**TASK DETAILS**
Lines where the string "into" appears are to be copied from the entries below.

Items from a dataset:
§ §

PR #719, opened 2020-08-19
Sample refactor

chehefen:
*Issue #, if available:*

*Description of changes:*
- Organize signaling message handling by first putting them into a queue, then use a dedicated thread to process them one by one. 
- use a separate lock for media thread to access sampleStreamingSessionList to avoid media flow blocked by some potentially time consuming operations such as getIceServerConfig.

### DIFF
--- a/samples/Common.c
+++ b/samples/Common.c
@@ -143,6 +143,9 @@ STATUS handleOffer(PSampleConfiguration pSampleConfiguration, PSampleStreamingSe
     CHK_STATUS(createAnswer(pSampleStreamingSession->pPeerConnection, &pSampleStreamingSession->answerSessionDescriptionInit));
     CHK_STATUS(setLocalDescription(pSampleStreamingSession->pPeerConnection, &pSampleStreamingSession->answerSessionDescriptionInit));
 
+    /*
+     * If remote support trickle ice, send answer now. Otherwise answer will be sent once ice candidate gathering is complete.
+     */
     if (pSampleStreamingSession->remoteCanTrickleIce) {
         CHK_STATUS(respondWithAnswer(pSampleStreamingSession));
         DLOGD("time taken to send answer %" PRIu64 " ms",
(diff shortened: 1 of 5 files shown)


chehefen:
> This is an involved change and I am unsure why you want to cache the signaling messages and not process them directly in the caller thread? Messages are delivered in a separate thread.

I've removed the caching part and handles signaling messages directly.

samples/Common.c
```diff
@@ -999,3 +915,132 @@ STATUS sessionCleanupWait(PSampleConfiguration pSampleConfiguration)
...
+
+    switch (pReceivedSignalingMessage->signalingMessage.messageType) {
+        case SIGNALING_MESSAGE_TYPE_OFFER:
+            /*
+             * Create new streaming session for each offer, then insert the client id and streaming session into
+             * pRtcPeerConnectionForRemoteClient for subsequent ice candidate messages. Lastly check if there is
+             * any ice candidate messages queued in pPendingSignalingMessageForRemoteClient. If so then submit
+             * all of them.
+             */
+            CHK_STATUS(createSampleStreamingSession(pSampleConfiguration, pReceivedSignalingMessage->signalingMessage.peerClientId, TRUE,
```
MushMal, line 974: Since we are refactoring the sample, we should think on how to make this operation prompt. The main issue here is that it can block on the awaiting for ice config which then blocks the callback thread that executes this API. However, this is OK as it's a separate thread just for the message delivery and it in fact assumes non-prompt operations could happen so we should be OK.

samples/kvsWebRTCClientMaster.c
```diff
@@ -343,16 +331,16 @@ PVOID sendAudioPackets(PVOID args)
     return (PVOID)(ULONG_PTR) retStatus;
 }
 
-PVOID sampleReceiveAudioFrame(PVOID args)
+PVOID sampleReceiveVideoFrame(PVOID args)
```
MushMal, line 334: This looks to be generic enough for any type. Should be make it agnostic of type?

chehefen: the routine we assign it to is pSampleConfiguration->receiveAudioVideoSource. User can assign any routine to receiveAudioVideoSource to setup which transceivers to receive.

MushMal: OK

§ §

**RESPONSE BELOW**
- Organize signaling message handling by first putting them into a queue, then use a dedicated thread to process them one by one. 
+             * Create new streaming session for each offer, then insert the client id and streaming session into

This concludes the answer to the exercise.